We first note that the specified reward function ensures each MDP $\mathcal{M}_{i}$ follows the optimal policy as in Lemma 1 in order to obtain the optimal expected return for the fMDP $\mathcal{M}$ . The overall reward of the fMDP $\mathcal{M}$ depends on the individual reward terms $\mathcal{R}_{1}$ , $\mathcal{R}_{2}$ and $\mathcal{R}_{4}$ . In the first iteration, the greedy algorithm will pick $\omega_{1}$ , because $R_{1}>R_{2}$ by $\epsilon$ . In the second iteration, greedy would pick $\omega_{2}$ (because $R_{2}>R_{3}$ ) and terminate due to the budget constraint. Therefore, the sensor subset selected by the greedy algorithm is $\Gamma=\{\omega_{1},\omega_{2}\}$ . By Lemma 1, it follows that the infinite-horizon expected reward of the greedy algorithm is

V_{\Gamma}^{gre}=\frac{R_{1}}{1-\gamma}+\frac{R_{2}}{1-\gamma}=\frac{2R_{2}+\epsilon}{1-\gamma}.

(8)

Consider the following selection of sensors for the fMDP-SS instance: $\Gamma=\{\omega_{2},\omega_{3}\}$ . By selecting sensors $\omega_{2}$ and $\omega_{3}$ , the states $s_{2}$ and $s_{3}$ can be measured. By Lemma 1, it follows that the states $s_{2}$ and $s_{3}$ are both in $C$ or $(0010)$ at all $t>0$ , and thus the optimal infinite-horizon expected return is

V_{\Gamma}^{opt}=\frac{R_{2}}{1-\gamma}+\frac{R_{4}}{1-\gamma}=\frac{R_{2}+R_{4}}{1-\gamma}.

(9)

Thus, we have

\displaystyle\lim_{h\rightarrow\infty,\epsilon\rightarrow 0}

\displaystyle r_{gre}(\Gamma)=\lim_{h\rightarrow\infty,\epsilon\rightarrow 0}\frac{2R_{2}+\epsilon}{R_{2}+R_{4}}=\lim_{h\rightarrow\infty}\frac{2}{1+h}=0

(10)

∎

Remark 1: Proposition 1 means that if we make $R_{4}$ arbitrarily larger than $R_{2}$ , and $R_{1}$ slightly larger than $R_{2}$ , the expected return obtained by the greedy algorithm can get arbitrarily small compared to the expected value obtained by the optimal selection of sensors. This is because greedy picks sensors $\omega_{1}$ and $\omega_{2}$ due to its myopic behavior. It does not consider the fact that, in spite of $R_{3}$ being the least reward, selecting $\omega_{3}$ in combination with $\omega_{2}$ would eventually lead to the highest reward $R_{4}$ . An expected consequence of the arbitrarily poor performance of the greedy algorithm is that the optimal value function of the fMDP is not necessarily submodular in the set of sensors selected.
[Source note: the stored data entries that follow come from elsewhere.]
PR #1229, opened 2018-11-01
JBPM-7858: Implement expand information for Work Item nodes logs in p…

nmirasch:
…rocess instance logs


jbpm-wb-process-runtime/jbpm-wb-process-runtime-api/src/main/java/org/jbpm/workbench/pr/model/WorkItemParameterSummary.java
```diff
@@ -0,0 +1,57 @@
...
+
+import java.io.Serializable;
+
+import org.jboss.errai.common.client.api.annotations.Portable;
+import org.jboss.errai.databinding.client.api.Bindable;
+import org.jbpm.workbench.common.model.GenericSummary;
+
+@Portable
+@Bindable
+public class WorkItemParameterSummary extends GenericSummary implements Serializable {
```
cristianonicolai: Please add _toString_ as well.

jbpm-wb-process-runtime/jbpm-wb-process-runtime-api/src/main/java/org/jbpm/workbench/pr/model/WorkItemSummary.java
```diff
@@ -0,0 +1,85 @@
...
+
+import org.jboss.errai.common.client.api.annotations.NonPortable;
+import org.jboss.errai.common.client.api.annotations.Portable;
+import org.jbpm.workbench.common.model.GenericSummary;
+
+@Portable
+public class WorkItemSummary extends GenericSummary<Long> {
+
+    private Integer state = 0;
+    List<WorkItemParameterSummary> parameters;
```
cristianonicolai: private

jbpm-wb-process-runtime/jbpm-wb-process-runtime-api/src/main/java/org/jbpm/workbench/pr/model/WorkItemSummary.java
```diff
@@ -0,0 +1,85 @@
...
+package org.jbpm.workbench.pr.model;
+
+import java.util.List;
+
+import org.jboss.errai.common.client.api.annotations.NonPortable;
+import org.jboss.errai.common.client.api.annotations.Portable;
+import org.jbpm.workbench.common.model.GenericSummary;
+
+@Portable
+public class WorkItemSummary extends GenericSummary<Long> {
```
cristianonicolai: please add _toString_

jbpm-wb-process-runtime/jbpm-wb-process-runtime-client/src/main/java/org/jbpm/workbench/pr/client/editors/instance/log/ProcessInstanceLogItemDetailsView.java
```diff
@@ -0,0 +1,163 @@
...
+        if (model.getCreatedBy().isEmpty()) {
+            createdByLabel.setHidden(true);
+            createdBy.setHidden(true);
+        } else {
+            createdBy.setTextContent(model.getCreatedBy());
+        }
+        updatedOn.setTextContent(DateUtils.getDateTimeStr(logDate));
+        taskId.setTextContent(model.getId().toString());
+        taskStatus.setTextContent(new TaskStatusConverter().toWidgetValue(model.getTaskStatus()));
+        if (model.getActualOwner().isEmpty()) {
```
cristianonicolai: Should this be _model.getActualOwner() == null_ ?

jbpm-wb-process-runtime/jbpm-wb-process-runtime-client/src/main/java/org/jbpm/workbench/pr/client/editors/instance/log/ProcessInstanceLogItemDetailsView.java
```diff
@@ -0,0 +1,163 @@
...
+        return nodeDetailsContainer;
+    }
+
+    public void setTaskDetailsData(final TaskSummary model,
+                                   Date logDate) {
+        removeCSSClass(humanTaskContainer,
+                       "hidden");
+        taskId.setTextContent(model.getId().toString());
+        createdOn.setTextContent(DateUtils.getDateTimeStr(model.getCreatedOn()));
+        if (model.getCreatedBy().isEmpty()) {
```
cristianonicolai: Same here, should it be null?

jbpm-wb-process-runtime/jbpm-wb-process-runtime-client/src/main/java/org/jbpm/workbench/pr/client/editors/instance/log/ProcessInstanceLogItemDetailsView.java
```diff
@@ -0,0 +1,163 @@
...
+            createdByLabel.setHidden(true);
+            createdBy.setHidden(true);
+        } else {
+            createdBy.setTextContent(model.getCreatedBy());
+        }
+        updatedOn.setTextContent(DateUtils.getDateTimeStr(logDate));
+        taskId.setTextContent(model.getId().toString());
```
cristianonicolai: Seems to be duplicated _taskId_ in here.

nmirasch:
@cristianonicolai Thanks, updated!

jsoltes:
jenkins please execute full downstream build

jsoltes:
@nmirasch looks good to me, let's see what full downstream build produces. :)

jsoltes:
@nmirasch overall looks fine, just two things I noticed when I was trying it out in the UI. 

1. Right after the start of the process, there is ugly html code in the details of the task. I am not sure, what is the purpose of the NotCompletedNotify and NotStartedNotify properties, but it looks like some kind of system message. Can this be omitted from the Work item data display? Or can it at least be formatted to some more readable format e.g. applying the html properties, or omitting the tags?
htmlinnotifyparts
2. Sometimes the work item data are present and sometimes not. Is this on purpose?
missing_work_item_data

nmirasch:
@jsoltes yes, that's expected, only adds the workitem details when the workitem related is available at the engine, it means the task haven't been finished (completed,..).

nmirasch:
@jsoltes for the first point, that ugly html depends on the process definition that defines the what are the workitems parameters. In this example that html is the content of the different notifications managed at that task

mswiderski:
@nmirasch @jsoltes I would actually filter out some of the task variables and the Notification and Reassignment are good examples of it. Similar would be skippable or ActorId ... these are added by the engine and not user so is of very little value in this context I'd say. wdyt?

nmirasch:
@mswiderski Thanks, I think that is a very good idea, I only worried about how to identify those parameters. Currently, the UI display all the work item parameters (just doing toString over the value object). I'm not sure how we could identify what parameters display or not, Any suggestion is very welcome (as always)

jsoltes:
@mswiderski yeah, I agree. We have to have in mind these details serve for people to have some overview so these don't have a value. @nmirasch for me it would be enough to exclude the ugly Notifies, but you can also exclude the ActorId as Maciej suggested. I dunno, is it possible to exclude it by the name of the parameter?

nmirasch:
@jsoltes The problem is that parameters names depend on the process definition, we don have any control from the UI about what could be there it's just a list of pairs (name, value)

jsoltes:
@nmirasch well, if those engine related parameters have always the same name for each process you could go through the list and filter out the NotCompletedNotify and NotStartedNotify parameters with their values... Just guessing, I don't really see much into the code.

mswiderski:
I would say we should have a predefined list of list variables (task inputs) that should be filtered out, to start with I'd go for

- TaskName
- ActorId
- GroupId
- Skippable
- NotStartedReassign
- NotStartedNotify
- NotCompletedReassign
- NotCompletedNotify
- BusinessAdministratorId
- BusinessAdministratorGroupId
- TaskStakeholderId
- ExcludedOwnerId
- RecipientId

you can put this either directly in code or have some sort of property file that can be easily updated if needed.

jsoltes:
@mswiderski +1 for the property file.

nmirasch:
@mswiderski Currently we are retrieving the workItem from the context, not doing the query directly over that table for the parameters.
Here https://github.com/kiegroup/jbpm/blob/563a11c39253b02bacda8e6065eea41d154775b3/jbpm-services/jbpm-kie-services/src/main/java/org/jbpm/kie/services/impl/ProcessServiceImpl.java#L609 is the service call. 
I'm not sure if your incoming changes can affect the parameters loaded at the context related with the work item.
@cristianonicolai, @mswiderski  My question is looking at the proposed list of parameters to filter, Does make sense to show other workitem parameter for a human task? What do you think?

cristianonicolai:
@nmirasch I guess the only value in there would be custom task variables as everything else would be hidden by the engine or UI. Maybe we could start without wi details for human tasks for now.

mswiderski:
completely agree with @cristianonicolai that it does not make sense to show work item data for human tasks. Instead you should rely on task data (both input and outputs)

nmirasch:
@cristianonicolai @mswiderski @jsoltes  Updated the PR, Now, when the instance node have a workitem id and it's not a HumanTaskNode displays the workitem details. Could you take a look? Thanks!

cristianonicolai:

4.2 Failure of Greedy Algorithm for fMDP-AS

Consider the following instance of fMDP-AS.

Example 4: An fMDP $\mathcal{M}=\{\mathcal{S},\mathcal{A},\mathcal{T},\mathcal{R},\gamma\}$ consists of 4 MDPs $\{\mathcal{M}_{1},\mathcal{M}_{2},\mathcal{M}_{3},\mathcal{M}_{4}\}$ . Each of these are the single-state variable MDPs as defined in Example 2, except for their reward functions. We will now explicitly define the elements on the tuple $\mathcal{M}$ .
State Space $\mathcal{S}$ : The state space of the fMDP $\mathcal{M}$ is the same as that in Example 3;
Action Space $\mathcal{A}$ : The action space of the fMDP $\mathcal{M}$ is the product of the action-spaces of the MDPs $\mathcal{M}_{i}$ , i.e., $\mathcal{A}=\mathcal{A}_{1}\times\mathcal{A}_{2}\times\mathcal{A}_{3}\times\mathcal{A}_{4}$ . The action spaces $\mathcal{A}_{i}$ depend on the placement of actuators, as detailed in Example 2;
Transition Function $\mathcal{T}$ : The probabilistic transition function $\mathcal{T}$ of the fMDP $\mathcal{M}$ is a collection of the individual transition functions $\{\mathcal{T}_{1},\mathcal{T}_{2},\mathcal{T}_{3},\mathcal{T}_{4}\}$ for $s_{1},s_{2},s_{3},s_{4}$ respectively, where each $\mathcal{T}_{i}$ is as defined in Example 2;
Reward Function $\mathcal{R}$ : The reward function of the fMDP $\mathcal{M}$ is the same as that in Example 3 (see Equation 7);

Discount Factor $\gamma$ : Let the discount factors of $\mathcal{M}_{i}$ be equal to the discount factor of $\mathcal{M}$ i.e., $\gamma_{1}=\gamma_{2}=\gamma_{3}=\gamma_{4}=\gamma$ .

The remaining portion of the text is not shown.